Like I said, if/when they actually get released I might get excited about it, but from all the speculation I've seen to date it's not really a product that I _need_. Want? Maybe .. but that's probably just the Apple fanboi in me  Mmmm new ... shiny .... Apple ... have to have it. 3 weeks later the lust level drops and the world continues more often than not ...


----------



## Bjornbro (Feb 19, 2000)

CubaMark said:


> *Time Inc. Unveils Touchscreen Tablet, Future of Magazine Publishing*


I've said "print is dead" for over two years now.  I've been using Zinio to view "printed" content on my iBook since 2004.  If Zinio can make an app for my iPhone then the one-trick pony, that is the design from Time Inc, will already be obsolete. :yikes:


----------



## chas_m (Dec 2, 2007)

iMatt said:


> I'm opposed to extending it to companies that don't keep promises _they never even made._


You're absolutely right.


----------



## chas_m (Dec 2, 2007)

jeepguy said:


> But because it's an apple product... thousands will line up to get one first, and it will be dubbed the Jesus tablet.

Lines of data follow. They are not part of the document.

PR #521, opened 2020-11-27
Improve installer list match for arm arches

relu:
`uname -m` will print out architecture codenames based on UTS_MACHINE
and COMPAT_UTS_MACHINE kernel defined constants. These extra values will
ensure the right version of the arm binary is installed on most Linux
systems running on ARM CPUs.

I was only able to test this on my RPiv3, `uname -m` reports `armv7l`. With the tweak, the installation is able to complete.


hiddeco (approved):
LGTM :100:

No, I'm pretty sure this has beaten Apple to that punch:










Or possibly these:


----------



## RunTheWorldOnMac (Apr 23, 2006)

I think those are the Moses' tablets...


----------



## jeepguy (Apr 4, 2008)

RunTheWorldOnMac said:


> I think those are the Moses' tablets...


----------



## furious_p (Nov 30, 2009)

Screen size is still a bit of a downer for me, and it can become tedious to read a long article on something that small. Personally, if someone came out with a eBook reader that could handle any format, had large (and expandable) storage, colour eInk screen, and large enough to display text book pages clearly, i'd be the first in line. 

Right now, Asus seems to have things moving in the right direction. It'll be interesting to see what (if anything) Apple comes out with to counter.



Bjornbro said:


> I've said "print is dead" for over two years now.  I've been using Zinio to view "printed" content on my iBook since 2004.  If Zinio can make an app for my iPhone then the one-trick pony, that is the design from Time Inc, will already be obsolete. :yikes:


----------



## CubaMark (Feb 16, 2001)

Jobs "extremely happy" with tablet - Apple 2.0 - Fortune Brainstorm Tech

Apple rumored to announce tablet on January 26th, Steve Jobs reportedly "extremely happy" with final product | NetworkWorld.com Community



> a number of sources have indicated that Apple is planning to announce and demo a tablet device in late January with a planned shipment date to come sometime in late March. One report from the Financial Times even stated that Apple has already secured the Yerba Buena Center for the Arts in San Francisco for January 26th.





> “I can’t really say anything, but, let’s just say Steve is extremely happy with the new tablet.” Yet another recently departed Apple employee tipped me: “You will be very surprised how you interact with the new tablet.”


----------



## Benito (Nov 17, 2007)

That is very exciting stuff, I can't wait to see what the finished product is like.

Is it going to be called iSlate?

Apple Purchased iSlate.com in 2007. Apple's New Tablet Called iSlate? - Mac Rumors


----------



## CubaMark (Feb 16, 2001)

With CES at hand, the tablets are popping up like daisies... from other manufacturers getting the jump on Apple...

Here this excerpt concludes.